**INFORMATION SHOWN**
PR #5604, opened 2022-03-30
Wait deletion

### LINKED ISSUE #5565: `odo delete component --wait`
## User Story
- As an odo user 
- I want to `odo delete component` command to exit only after a component was deleted from the cluster
- So that I have a confirmation when it is deleted, and I know when I can safely run `odo dev` or `odo deploy` again.

## Acceptance Criteria
applies for both `odo delete component` and `odo delete component --name`

- [ ] the command with `--wait` flag should wait for all resources to be deleted before it exits
- [ ]  there should be some sensible timeout so it doesn't end in an infinite loop. 
- [ ] If it is not possible to wait for resources to get deleted, odo should display a warning message stating that it might take some time before all resources are actually deleted from the cluster. 

### notes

**ABOUT THIS TASK**
Restate word for word the lines in the material above from the one with "### LINKED ISSUE" to the one with "## Acceptance Criteria"; both of those lines count, and nothing else does.

**RESULT OF THIS TASK**
### LINKED ISSUE #5565: `odo delete component --wait`
## User Story
- As an odo user 
- I want to `odo delete component` command to exit only after a component was deleted from the cluster
- So that I have a confirmation when it is deleted, and I know when I can safely run `odo dev` or `odo deploy` again.

## Acceptance Criteria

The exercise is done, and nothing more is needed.